According to Amaechi, rail track vandalism is a capital offense and its consequences should be treated as such.
”I am not quantifying the material cost; what I am quantifying is the lives that will be lost.
”Imagine that a driver of a rail track is driving and suddenly bumps into a track that has been severed what happens? It will derail.
”Each coach in Nigeria carries about 85 passengers, sometimes we carry 14 coaches, sometimes 20.
”So imagine you are carrying a train of 14 or 20 coaches with 85 passengers in each coach, if it derails, can you quantify how many passengers that would have died in the course of one man thinking he is making money.
”So, it is not about the cost but the lives that would have been lost because of few interest.
”Some people have recommended that since this people are killing people, if accident happens people will die, so we should go back to the National Assembly and pass a law that does not only criminalise the action but consequences should be death,” he said.
The minister further suggested that if armed robbery weather successful or not attracts life imprisonment, rail track vanderlism should not be any less.
According to him, the track vandalism is being done in collaboration with foreign partners.
”In Jos they arrested a Chinese company that bought those tracks from them, went to court and court found them guilty and fined them N200, 000.
”So there must be consequences as N200,000 is not enough. ”
Amaechi commended residents along the Lagos-Ibadan rail track as no incident of vanderlism had been recorded along the route.
“Lagos and the Western District recorded one, North Western 31, Northern District 10, North Eastern 43, Eastern 36, and North Central 50 incidents of vanderlism.
”Abuja-Kaduna has 13, Warri-Itakpe 2 and Lagos -Ibadan nill.”
He said the ministry and the Nigeria Railway Corporation, NRC, was working at reducing the rate of vanderlism but a lot still needed to be done.
The minister frowned at the rate at which the tracks were being converted to shops and restaurants, especially in Port Harcourt and in Lagos.
He called on such offenders to desist or face the penalties.
”The solution is put them in jail.
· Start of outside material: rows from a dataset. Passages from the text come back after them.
Issue #678, opened 2022-11-14
Long tail of smaller changes in merged Entities PR


ktuite:
There are smaller changes that don't exactly fit into bigger issues that are suggested in the comments for PR #576.

Things like... 

1. Removing `readable`/`writable` from some places in the API where they don't make sense
    * (done in #700)
3. [Clunky code](https://github.com/getodk/central-backend/pull/576#discussion_r1012891214) in the entity CSV streaming that was copied from somewhere else but doesn't apply here 
    * (done in #769 PR that closes this issue)
5. Unnecessary lines of code
    * (probably addressed in #700, otherwise unclear what this refers to)
7. Duplicate tests 
    * (Not sure what this refers to anymore)
9. Etc.

sadiqkhoja:
Created sub-issue to address "before release" items #700. Keeping this issue open and moving it to next release

ktuite:
I've gone through all the comments in https://github.com/getodk/central-backend/pull/576 and it will be safe to close this issue with the linked PR (#769) because everything is either done or in its own issue at this point.

Issue #674, opened 2022-11-14
Remove "revisionNumber" from datasets


ktuite:
Comment from [Matt](https://github.com/getodk/central-backend/issues/649#issuecomment-1308296503):

> I think I'm seeing that simply creating a form draft has the effect of increasing the `revisionNumber` of a dataset. For example:
> 
> - Create a new form that creates entities for a new dataset named `people`. Publish the form. &hellip;/datasets returns `people` with a `revisionNumber` of 0.
> - Create a new draft for the form, but don't publish it. Now &hellip;/datasets returns `people` with a `revisionNumber` of 1.
> - Abandon the draft, then create a new draft. &hellip;/datasets returns `people` with a `revisionNumber` of 2.
> 
> I'd expect that creating but not publishing a form draft wouldn't change an existing dataset in a way that's visible over the API.
> 
> <hr>
> 
> Maybe we could remove `revisionNumber`? Maybe we'd want it in the future, but probably OK to remove for now? For now we could even just remove it from the API (remove `readable` from the field in the frame).

matthew-white:
We can't just remove this field entirely, because we use it here:

https://github.com/getodk/central-backend/blob/d19b72a8f4881218814144dcff229ca0045f2b54/lib/model/query/datasets.js#L147-L150

However, I suspect that #671 may update that code, in which case we may be able to remove the field.

sadiqkhoja:
I have removed `revisionNumber` from projects/:id/datasets API response in #697 . Will remove the column from the table during QA testing period or after release

PR #697, opened 2022-11-21
Improve code at several places for dataset/entities feature

sadiqkhoja:
Fixes several items of #678
and partial fix for #674

## Changes
- removed unnecessary readables writables
- removed duplicate tests
- renamed CTE expressions
- removed  from makeHierarchy
- changed {} with Object.create
- added deletedAt is null to getDatasetDiff sql
- projects/:id/datasets doesn't return revisionNumber

All tests are passing

NA

NA

`projects/:id/datasets` doesn't return `revisionNumber` anymore


ktuite (approved):
Looks good!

All you need to do is pass a law, put them in jail. I’m sure if you take 15 to 30 people to court, if they are found guilty and you put them in jail it will deter others.
”People have seized our lands and converted them to markets.
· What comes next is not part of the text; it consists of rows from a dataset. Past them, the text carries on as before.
PR #704, opened 2022-11-28
fix: dataset-diff should return dataset even if there's no properties

sadiqkhoja:
Added condition in dataset-diff SQL query to return dataset even if there is no published properties. 
Fixes issue # 8 in QA's "ODK Central" doc

- Integration tests

- Dataset summary on Form Draft Status page and Publish modal should be tested as well

NA

### DIFF
--- a/test/integration/api/datasets.js
+++ b/test/integration/api/datasets.js
@@ -833,6 +833,21 @@ describe('datasets and entities', () => {
 
       }));
 
+      it('should let the user download even if there are no properties', testService(async (service) => {
+        const asAlice = await service.login('alice', identity);
+
+        await asAlice.post('/v1/projects/1/forms?publish=true')
+          .send(testData.forms.simpleEntity.replace(/entities:saveto[^/]+/g, ''))
+          .set('Content-Type', 'application/xml')
+          .expect(200);
+
+        await asAlice.get('/v1/projects/1/datasets/people/entities.csv')
+          .expect(200)
+          .then(({ text }) => {
+            text.should.equal('name,label\n');
+          });
+      }));
+
     });
   });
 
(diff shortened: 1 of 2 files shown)


test/integration/api/datasets.js
```diff
@@ -813,6 +813,26 @@ describe('datasets and entities', () => {
...
+          .expect(200)
+          .then(({ body }) => {
+            body.should.be.eql([{
+              name: 'people',
+              properties: []
+            }]);
+          });
+
+      }));
+
```
ktuite, line 835: Here's another test (that currently fails) for the other part of the issue (a published dataset with no published properties gives a 404 when downloading the CSV):

```js
      it('should let the user download even if if there are no properties', testService(async (service) => {
        const asAlice = await service.login('alice', identity);

          .send(testData.forms.simpleEntity.replace(/entities:saveto[^/]+/g, ''))
          .expect(200);

        await asAlice.get('/v1/projects/1/datasets/people/entities.csv')
          .expect(200)
          .then(({ text }) => {
            text.should.equal('name,label\n');
          });
      }));
```

It's calling `Datasets._getByNameSql`. I tried removing the line `AND ds_properties."publishedAt" IS NOT NULL` from that function but then it lets unpublished properties through. 

I think changing that line to something like this works (but neater):
```sql
AND ((ds_properties."publishedAt" IS NOT NULL AND ds_properties."id" IS NOT NULL) OR ds_properties."id" IS NULL)
```
where if the property exists, it must be published, otherwise it's okay to be null from the left join.

ktuite (commented):
Looks good for the dataset-diff part of the issue! I left a comment about the other part mentioned by QA.

ktuite (approved):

”We need people to leave our tracks alone for safety purposes,” Amaechi said.
Fidet Okhiria, the managing director, NRC, also reiterated the need to penalise rail track vandals in the country to determine other offenders.
“It is dangerous, it can lead to death of people, delays operation and it is cost effective.
”Due to the vanderlism, we have to send a monitoring train before we send a train, it cost money running in this condition and in some areas we are not able to run a train.
”What are trying to do is to sensitise, let the communities know that government property is their own and to deploy more securities.
”The best thing is to sanitise our minds, knowing that if you vanderlise the track, you don’t know of who will be affected.
”Technology is not cheap and any punishment that will deter these offenders I will support, ” Okhiria.
NAN reports that the meeting, organised by the Ministry of Information was attended by Community Chiefs, Security Personnel and various stakeholders.